Date of Award

5-2010

Degree Type

Thesis

Degree Name

Master of Arts

Major

Psychology

Major Professor

Paula J. Fite

Committee Members

Derek R. Hopko, Jenny A. Macfie

Abstract

Previous literature has shown that risk factors for delinquency include individual characteristics of impulsivity and risk-taking as well as contextual influences such as neighborhoods, parenting and engagement in physical activity (e.g., exercise, sports). Theory suggests that individual characteristics interact with contextual factors to influence child development, however evidence is limited.
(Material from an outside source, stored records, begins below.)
PR #27, opened 2025-03-25
Added preliminary implementation of Gjk

Kenny-Vilella:
Implementation was made by @eric-heiden  and @nvtw, and I made the integration. Only ported the sparse version.
It seems to not fully work.
When I made some columns of sphere collapse on a plane, after a while the spheres will all roll in the same direction.
But since it is still an alpha, it is maybe better to merge it in its current state to let people have better collision support and try to fix the issue in parallel.


gavrielstate:
Can we put the GJK solver code into a separate directory so that we can move it into the public Newton repo when ready so it can be used by other Newton solvers?

adenzler-nvidia:
@erikfrey (and Kyle, cannot tag you so far) - I see Kyle is assigned to GJK. What are your plans with this implementation? Are you planning on iterating on that or will the be another (convex mesh only?) implementation?

kbayes:
@adenzler-nvidia, I have an GJK/EPA implementation that's used in MuJoCo CPU that's extremely robust and fast with no dependencies, that I'm going to try porting over. Moreover I'm going to merge in whatever good parts from the CUDA version that's been floating around.

adenzler-nvidia:
Hi Kyle - looking forward to that GJK implementation, I heard it's quite famous :-) A few questions:

* What's your estimation on a timeline? Would it make sense to submit this PR in the mean time?
* How does the implementation differ from that CUDA code - was that not a port of MuJoCo C as well?
* Does that GJK only cover mesh-mesh or does it also include support for some other collision types?

erikfrey:
Hey all, recap of our discussion this morning:

- We won't have multiple GJKs, @kbayes will improve or replace parts of this one
- We should definitely get this in and not block on Kyle - he'll probably start out by porting over some correctness tests that he developed for his CPU GJK
- Yep, his GJK/EPA supports geom types besides meshes

That said, even if want to get this merged, there's an important design question before we proceed:

In MuJoCo we let the collision driver decide what geom type pairs should be handled by GJK/EPA rather than a user flag that switches it on for everything.  I think the former is preferable for three reasons:

1) One less flag for the users
2) I probably want to use GJK/EPA for mesh and primitive for sphere<>sphere, having a single `enableGjk` param would seem to disallow that
3) We'll probably get fewer edge cases and numerical instability issues if we minimize what GJK/EPA is used for

So before we proceed my recommendation would be for someone to have a go at removing the `enableGjk` flag and instead explicitly calling it for pair types as we do in MuJoCo, e.g. ellipsoid<>sphere, ellipsoid<>capsule, ... cylinder<>capsule, cylinder<>ellipsoid, ... mesh<>mesh.  Basically any reference to `mj_Convex` in the function map here:

https://github.com/google-deepmind/mujoco/blob/main/src/engine/engine_collision_driver.c#L41

@gavrielstate Let's make a directory in here called `collision` so we'd have:

```
_src/collision/convex.py
_src/collision/driver.py
_src/collision/primitive.py
...
```

Can do that in either this or a separate PR.

Kenny-Vilella:
@erikfrey Thank you for the recap.

I have other things to do this week, but I should be able to get back to it on Monday.
If it is actively blocking other dev works, then someone should take over.

adenzler-nvidia:
@Kenny-Vilella - this has not been properly reviewed yet anyway, right? Then we can focus on reviewing the actual functionality of the code now, and decide which parts of the code organization and settings items we can put into additional issues/tasks.

kbayes:
Thanks @erikfrey for the recap from Monday's meeting.  Here's some extra info:

-  I'm on vacation until the end of the week, and plan to import a strip down GJK on Monday when I get back. Please feel free to submit whatever you like in the meantime (it'll give me something to benchmark off of).
- For some quick models to test against and benchmark, see the directory [test/engine/testdata/collision_convex](https://github.com/google-deepmind/mujoco/tree/main/test/engine/testdata/collision_convex) in MuJoCo.
- The C implementation GJK/EPA in MuJoCo and CUDA GJK take different approaches. I pulled out some of the good parts of the CUDA implementation for some speedups in the C version but that's about as much as they have in common.
- The C implementation is nice if you want support for geom distances, and that's low hanging fruit to support on GPU. See [here](https://mujoco.readthedocs.io/en/latest/XMLreference.html#sensor-fromto) for sensors in MuJoCo.
- Any convex geom with a support function can be supported in GJK/EPA. Moreover, capsule and sphere collisions with other geoms are extremely cheap (1 - 2 iterations) as GJK can recover penetration depth.

gavrielstate:
> Let's make a directory in here called collision so we'd have:
> 
> ```
> _src/collision/convex.py
> _src/collision/driver.py
> _src/collision/primitive.py
> ...
> ```

That works, and tracks with our discussion of eventually moving to a geometry library.

adenzler-nvidia:
Thanks Kyle - we definitely don't want to hurry this or put you under any kind of stress that would impact the quality of your work. So let's review this and then let you decide how to handle combining the two versions or flipping a switch depending on what works best for you to develop things.

mujoco_warp/_src/collision_primitive.py
```diff
@@ -45,6 +46,13 @@ def _geom(
   geom.rot = rot
   geom.size = m.geom_size[gid]
   geom.normal = wp.vec3(rot[0, 2], rot[1, 2], rot[2, 2])  # plane
+  dataid = m.geom_dataid[gid]
+  if dataid >= 0:
+    geom.vertadr = m.mesh_vertadr[dataid]
+    geom.vertnum = m.mesh_vertnum[dataid]
+  else:
+    geom.vertadr = 0
+    geom.vertnum = 0
```
adenzler-nvidia: is the 0 here an existing convention? I would rather have some thing like -1 or even INT_MAX because 0 can be a valid address.

mujoco_warp/_src/types.py
```diff
@@ -164,11 +164,17 @@ class GeomType(enum.IntEnum):
...
+  ELLIPSOID = mujoco.mjtGeom.mjGEOM_ELLIPSOID
+  CYLINDER = mujoco.mjtGeom.mjGEOM_CYLINDER
   BOX = mujoco.mjtGeom.mjGEOM_BOX
-  # unsupported: HFIELD, ELLIPSOID, CYLINDER, MESH,
+  MESH = mujoco.mjtGeom.mjGEOM_MESH
+  # unsupported: HFIELD,
   # NGEOMTYPES, ARROW*, LINE, SKIN, LABEL, NONE
 
 
+NUM_GEOM_TYPES = 8
```
adenzler-nvidia, line 201: this can be len(GeomType)

mujoco_warp/_src/collision_convex.py
```diff
@@ -15,12 +15,806 @@
...
+
+vec6 = wp.types.vector(6, dtype=int)
+VECI1 = vec6(0, 0, 0, 1, 1, 2)
+VECI2 = vec6(1, 2, 3, 2, 3, 3)
+
+
+@wp.func
+def sign(x: float):
+  # XXX we have to match the sign function from CUDA here
+  return wp.where(x < 0.0, -1.0, 1.0)
```
adenzler-nvidia: https://nvidia.github.io/warp/modules/differentiability.html#custom-native-functions - this could be useful here. But maybe first check the assembly whether it does not already map to the right function.

adenzler-nvidia (commented):
added a few comments, not finished yet though.

mujoco_warp/_src/collision_convex.py
adenzler-nvidia: I see there is wp.sign() that should do this.

mujoco_warp/_src/collision_convex.py
```diff
@@ -15,12 +15,806 @@
...
+  GeomType.ELLIPSOID.value,
+  GeomType.CYLINDER.value,
+  GeomType.MESH.value,
+}
+
+
+@wp.func
+def gjk_normalize(a: wp.vec3):
+  norm = wp.length(a)
+  if norm > 1e-8 and norm < 1e12:
```
adenzler-nvidia: these numbers also look a bit arbitrary, are they in any way related to Mj_Minval and maxval?

mujoco_warp/_src/collision_convex.py
```diff
@@ -15,12 +15,806 @@
...
+  elif wp.abs(normal[1]) < wp.abs(normal[2]):
+    dir = wp.vec3(
+      -normal[1] * normal[0], 1.0 - normal[1] * normal[1], -normal[1] * normal[2]
+    )
+  else:
+    dir = wp.vec3(
+      -normal[2] * normal[0], -normal[2] * normal[1], 1.0 - normal[2] * normal[2]
+    )
+  dir, _ = gjk_normalize(dir)
+  return dir
```
adenzler-nvidia: probably makes sense to put this into math.py?

mujoco_warp/_src/collision_convex.py
```diff
@@ -15,12 +15,806 @@
...
+  count: int,
+  prevCount: int,
+  dists: vecc3,
+  tris: mat2c3,
+  p: matc3,
+):
+  # Expand the polytope greedily.
+  for j in range(count):
+    bestIndex = int(0)
+    dd = float(dists[0])
```
adenzler-nvidia: why does this need a cast to float? Isn't this already a float?

mujoco_warp/_src/collision_convex.py
```diff
@@ -15,12 +15,806 @@
...
+    dists[bestIndex] = 2e30
+
+    parentIndex = bestIndex // 3
+    childIndex = bestIndex % 3
+    # fill in the new triangle at the next index
+    tris[TRIS_DIM + j * 3 + 0] = tris[parentIndex * 3 + childIndex]
+    tris[TRIS_DIM + j * 3 + 1] = tris[parentIndex * 3 + ((childIndex + 1) % 3)]
+    tris[TRIS_DIM + j * 3 + 2] = p[parentIndex]
+
+  for r in range(EPS_BEST_COUNT * 3):
```
adenzler-nvidia: can you make sure EPS_BEST_COUNT * 3 is statically evaluated?

mujoco_warp/_src/collision_convex.py
```diff
@@ -15,12 +15,806 @@
...
+    # TODO(btaba): split get_multiple_contacts into a separate kernel.
+    count, points = _get_multiple_contacts(m, info1, info2, depth, normal)
+
+    cid = wp.atomic_add(d.ncon, 0, count)
+    for i in range(count):
+      d.contact.dist[cid + i] = -depth
+      d.contact.geom[cid + i] = geoms
+      d.contact.frame[cid + i] = make_frame(normal)
+      d.contact.pos[cid + i] = points[i]
+      d.contact.worldid[cid + i] = worldid
```
adenzler-nvidia, line 757: could you use write_contact here?

mujoco_warp/_src/collision_convex.py
```diff
@@ -15,12 +15,806 @@
...
+  ):
+    normal = input_normal
+
+    # Get the support. If less than 0, objects are not intersecting.
+    depth, _simplex = _gjk_support(info1, info2, type1, type2, normal, m.mesh_vert)
+
+    if depth < -depth_extension:
+      # Objects are not intersecting, and we do not obtain the closest points as
+      # specified by depth_extension.
+      return wp.nan, wp.vec3(wp.nan, wp.nan, wp.nan)
```
adenzler-nvidia, line 312: I'm not sure if it's a good idea to use nan to encode invalid, as it can pollute all the calculations downstream.. But probably fine for now.

adenzler-nvidia (commented):
some more comments. Honestly, this is quite difficult to review so I mostly focused on style/coding issues and did not try to understand all the functionality in detail so far.

mujoco_warp/_src/types.py
Kenny-Vilella: Nope, because we have unsupported types and the enum follow mujoco value.
So if we use the len(GeomType), one type would not be supported.

mujoco_warp/_src/collision_primitive.py
Kenny-Vilella: I think -1 should work.
It is now changed.

mujoco_warp/_src/collision_convex.py
Kenny-Vilella: Changed to use wp.sign.
And anyway it was only to make the implementation as close as possible from the origin one, to reduce potential issues.

mujoco_warp/_src/collision_convex.py
Kenny-Vilella: These numbers comes from the original implementation.
Not sure how significant they are, I don't feel very confident to change them to Mj_Minval and maxval.

mujoco_warp/_src/collision_convex.py
Kenny-Vilella: Moved it along with gjk_normalize

mujoco_warp/_src/collision_convex.py
Kenny-Vilella: Added wp.static

mujoco_warp/_src/collision_convex.py
Kenny-Vilella: Removed the cast

mujoco_warp/_src/collision_convex.py
Kenny-Vilella: We could but it will be less efficient, we currently do only one atomic_add for count contact.
If we use write_contact we will do count atomic_add.

If you want to keep the same architecture, I can create a write_contactS function that is more suitable.

Kenny-Vilella:
@gavrielstate  @erikfrey  It will probably better to create the collision folder in a different PR.

I can see that @nvtw has several PRs to add more primitive collision, so let's wait that all the PRs are in before changing the code structure.

Kenny-Vilella:
Removed the `enableGjk` param and launch the Gjk only for the pairs specified in Mujoco.
Also updated the test accordingly.

mujoco_warp/_src/types.py
adenzler-nvidia: I see, thanks for the reminder.

mujoco_warp/_src/collision_convex.py
adenzler-nvidia: write_contactS is probably a good idea, but doesn't have to be done in this PR. Does this respect the contact margin? That was the point of the helper function :)

mujoco_warp/_src/collision_convex.py
```diff
@@ -13,14 +13,767 @@
...
+    dd = dists[0]
+    for i in range(1, 3 * prevCount):
+      if dists[i] < dd:
+        dd = dists[i]
+        bestIndex = i
+
+    dists[bestIndex] = 2e30
+
+    parentIndex = bestIndex // 3
+    childIndex = bestIndex % 3
```
adenzler-nvidia, line 171: kind of random question - would it make sense to over-allocate a bit and have 1 element of padding, with the benefit of having quicker arithmetic here? Division/modulo by 4 should be faster than 3.

Not sure if it will make a difference in the overall picture. But would be cool to know. Can also be a follow-up experiment.

mujoco_warp/_src/collision_convex.py
```diff
@@ -13,14 +13,767 @@
...
+    #    directions are found. This can be modified to the extremes in the
+    #    direction of eigenvectors of the variance of points of each polygon. If
+    #    they do not intersect, the closest points of both polygons are found.
+    if depth < -depth_extension:
+      return
+
+    dir = orthonormal(normal)
+    dir2 = wp.cross(normal, dir)
+
+    angle = MULTI_TILT_ANGLE * wp.pi / 180.0
```
adenzler-nvidia: could you make this a wp.static?

mujoco_warp/_src/collision_convex.py
```diff
@@ -13,14 +13,767 @@
...
+    c = wp.cos(angle)
+    s = wp.sin(angle)
+    t = 1.0 - c
```
adenzler-nvidia: I guess all of these can be static.

mujoco_warp/_src/collision_convex.py
```diff
@@ -13,14 +13,767 @@
...
+
+    contact_points = mat3c()
+
+    # Obtain points on the polygon determined by the support and tilt angle,
+    # in the basis of the contact frame.
+    v1count = int(0)
+    v2count = int(0)
+    # return 0, contact_points
+    for i in range(wp.static(MULTI_POLYGON_COUNT)):
+      angle = 2.0 * float(i) * wp.pi / float(MULTI_POLYGON_COUNT)
```
adenzler-nvidia: wp.pi / MULTI_POLYGON_COUNT can also be a wp.static

mujoco_warp/_src/collision_convex.py
```diff
@@ -13,14 +13,767 @@
...
+    geoms = d.collision_pair[tid]
+
+    if tid >= d.ncollision[0]:
+      return
+
+    # Check if we generated max contacts for this env.
+    # TODO(btaba): move max_contact_points_per_env culling to a point later
+    # in the pipline, where we can do a sort on penetration depth per env.
+    if d.ncon[0] > d.nconmax:
+      return
```
adenzler-nvidia, line 720: could you move the two returns above the worldid/geoms lookup?

mujoco_warp/_src/collision_convex.py
adenzler-nvidia: ah never mind, I see it above now.

adenzler-nvidia (approved):
Approving - thank you very much. Feel free to merge after addressing the comments.

mujoco_warp/_src/collision_convex.py
Kenny-Vilella: The whole question is to get good benchmark to test this properly.
I will try to see tomorrow, If I can get something representative.
But that is a good idea.

mujoco_warp/_src/collision_convex.py
Kenny-Vilella: Done

mujoco_warp/_src/collision_convex.py
Kenny-Vilella: Done

mujoco_warp/_src/collision_convex.py
Kenny-Vilella: Not sure what you mean, so I put 
2.0 * wp.pi / float(MULTI_POLYGON_COUNT)
outside the loop and made it a static

mujoco_warp/_src/collision_convex.py
Kenny-Vilella: Done

mujoco_warp/_src/collision_convex.py
Kenny-Vilella: I didn't get measurable perf diff using a simple anymal scene, but I'm not quite sure I modified the code properly everywhere.
We could keep this is mind to try again after the algorithm has been consolidated.

adenzler-nvidia: yeah let's not make it complex unless we need to. But keeping this in mind for the future. Thanks for checking!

The current study examined the interaction between these individual and contextual risks to influence childhood delinquency in a community sample of 89 children ranging from 9 to 12 years of age (M = 10.4, SD = 1.1). Questionnaire measures showed that both caregiver report of impulsivity and self-reported risk-taking were positively associated with self-reported delinquency, yet no interactions with contextual factors were found. When using computer tasks, neither impulsivity nor risk-taking were significantly associated with delinquency. However, a risk-taking by physical activity interaction was found, such that at low levels of physical activity risk-taking was positively related to delinquency, yet at high levels of physical activity, risk-taking and delinquency were unrelated. Thus, programs that involve physical activity may be useful prevention and intervention strategies for risk-taking children.